第14回受賞者(2019年度)

橘高 俊一郎 氏(東京大学物性研究所)
「極低温精密比熱測定による超伝導ギャップ構造の決定」
水野 英如 (東京大学 大学院総合文化研究科)
「ガラスの力学特性における階層構造の理論的解明」

第14回(2019年)受賞者は、実験部門で橘高俊一郎氏(東京大学物性研究所)が、理論部門で水野英如氏(東京大学大学院総合文化研究科)が選考されました。
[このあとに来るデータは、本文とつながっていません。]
Issue #1868, opened 2023-10-26
Add at least one dataset level tag to all datasets that have new metadata


danyx23:
For the new datapages it would be extremely useful if we could guarantee that every indicator has at least one `topic_tag` assigned. This will ensure that we can link our topic pages with our data pages and help in showing the most relevant content in various places.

2019年11月27日、東京大学本郷キャンパス小柴ホールで表彰式が行われ、秋光純同賞運営委員長から賞状その他が贈られました。

第14回(2019年)受賞者の橘高氏(左)と水野氏(右)(2019年11月27日)

1979年以来、従来のBCS理論の枠組みを超えた非従来型超伝導が数多く発見されており、それらの超伝導発現機構の解明は物性物理学の重要課題です。非従来型の超伝導ギャップは多くの場合、特定の波数方向でゼロになる「ノード」を持ち超伝導ギャップに構造があります。その構造が超伝導発現機構を解明する鍵となりますが、超伝導ギャップ構造を実験的に決めるのは容易ではありません。
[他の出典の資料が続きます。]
Issue #1864, opened 2023-10-26
Fill spurious missing nuclear data with zeros in energy datasets


pabloarosado:
There are indicators have have missing data where they should have zero. This happens, e.g.:
* Nuclear energy in Australia prior to 2000.
* Nuclear energy in Kazakhstan after 2000.

It's unclear where these fixes should be implemented (it could be in the Statistical Review garden step, or in the electricity mix, or somewhere else).

For more context and examples, see https://github.com/owid/owid-issues/issues/1257

PR #1877, opened 2023-10-30
📊 Fix spurious zeros in energy data and create generic solution

pabloarosado:
In this PR:
* I address https://github.com/owid/owid-issues/issues/1257 from the data side, and fix https://github.com/owid/etl/issues/1864
* I create a generic `grapher_helpers` function that will create columns for multiindicator charts.
  * The idea is that, for each multiindicator chart (e.g. a stacked area chart), this function will create columns for each indicator used in the chart. Those indicators will be nan if any of the indicators in the chart is nan (after optionally filling some of those indicators with zeros).
* I use the previous function to fix issues in charts in the electricity mix dataset.
* I went country by country to check if missing values in the Statistical Review of World Energy could be filled with zeros.

@spoonerf I'll merge this PR without waiting for a review to start fixing the above issues in the energy dataset (and to start adapting the charts to use the new indicators). But please have a review after the merge, and I'll implement any possible changes afterwards.

@spoonerf and @lucasrodes what do you think about the proposed solution in `etl/grapher_helpers.py`?


etl/grapher_helpers.py
```diff
@@ -587,3 +587,85 @@ def sanitize_numpy(obj: Any) -> Any:
...
+    columns_in_chart : List[str]
+        Column names in the relevant multi-indicator chart.
+    chart_slug : str
+        URL slug of the chart, which will be added to the name of the new columns.
+        By convention, the suffix added to columns will be "_chart_" followed by the chart's slug in snake case format.
+    suffix_for_titles: Optional[str]
+        Suffix to be added to the new columns' titles, to avoid having multiple indicators with the same title.
+    columns_to_fill_with_zeros : Optional[List[str]]
+        Subset of columns_in_chart whose nans should be filled with zeros.
+        Note: The original columns will not be affected.
```
spoonerf, line 637: I am finding that the original columns are affected, for example the garden variable `bioenergy_generation__twh` for Zimbabwe in 2022 has NaN, but in grapher, this is 0 and it looks a bit wrong in [this chart](https://ourworldindata.org/grapher/electricity-production-by-source?country=~ZWE).

spoonerf: Perhaps it would be good to add additional variables with a 'zero_filled' suffix, so that the original data is preserved?

spoonerf (commented):
Looks generally good, however, I think zero-filled columns should be additional rather than changing the original columns. 

For example, in [this chart](https://ourworldindata.org/grapher/electricity-production-by-source?country=~ZWE), the original variable for Bioenergy had NaN for 2022, but the `add_columns_for_multiindicator_chart()` changes this to zero, which I think is incorrect?

etl/grapher_helpers.py
spoonerf: Maybe the zero-filling could be split out to a different function as this wouldn't need to be done independently for each chart.

pabloarosado: Thanks for pointing this out. I think the original columns should definitely not be filled with zeros. The subset of new columns should be filled with zeros. I'll fix this.

etl/grapher_helpers.py
```diff
@@ -587,3 +587,85 @@ def sanitize_numpy(obj: Any) -> Any:
...
+    * This function assumes a wide-format table.
+    * In the grapher admin, ensure you select "Hide entities with missing data" in the corresponding chart.
+
+    Parameters
+    ----------
+    table : Table
+        Original table.
+    columns_in_chart : List[str]
+        Column names in the relevant multi-indicator chart.
+    chart_slug : str
```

橘高氏は、超小型温度計の導入や外部ノイズ対策など装置に数々の改良を加え、0.06 K以下の極低温まで比熱の磁場角度依存性を高精度に測定できる世界最高水準の装置を完成させ、これを用いて非従来型超伝導体のギャップ構造を次々と解明し、これらの超伝導の理解を大きく深化させました。中でも、異方的d波超伝導であると長年考えられてきた重い電子系超伝導体CeCu2Si2(Tc = 0.6 K)において極低温までの磁場中比熱の精密測定を行い、小さいフルギャップが存在している事を発見したことには大きな意義があります。重い電子系においてフルギャップのs波超伝導が実現しているとすれば、これまでの常識を覆すこととなり、多くの研究者に強烈なインパクトを与えることになります。さらに、p波超伝導体と考えられているSr2RuO4では、超伝導ギャップが水平ラインノードを持ち、p波とは矛盾することをNMR実験に先立ち指摘しました。

これらの成果は、非従来型超伝導体の研究に大きな進展をもたらしたばかりでなく、極低温精密測定から得られる知見の新しい可能性を示したことからも、凝縮系科学賞に相応しい業績です。


ガラスの力学的性質は結晶のそれに比べて複雑であり、振動モードに限ってもその物理的描像の全貌は明らかではありません。力学的特性を反映する弾性・音波物性は比熱や熱伝導度という物理量として観測にかかりますが、その理論的解明は大変重要なテーマです。

水野氏はこの課題に大規模な分子動力学計算を用いてアプローチし、ガラスが (i) ミクロスケールでは分子が不規則に配置する構造体であり、 (ii) メソスケールでは弾性率が空間中を不均一に分布する弾性体、そして (iii) マクロスケールでは欠陥がある弾性体として振る舞う階層構造を持つことを明らかにし、「弾性不均一性」という概念を提出しました。(ii)のメソスケールでは弾性率の空間分布を解析し、局所弾性率の確率分布関数から不規則性を定量的に評価することに成功しました。(iii)のマクロスケールでは結晶と同様にガラスにも弾性波が存在するが、それに加えて「局在モード」が存在することを明らかにしました。そして局在モードが散乱体として働き、ガラス中を伝搬する音波をレイリー散乱則に従って散乱させることを示しました。

これらの成果は、ガラスの物理学において大きな進展をもたらした凝縮系科学賞に相応しい業績です。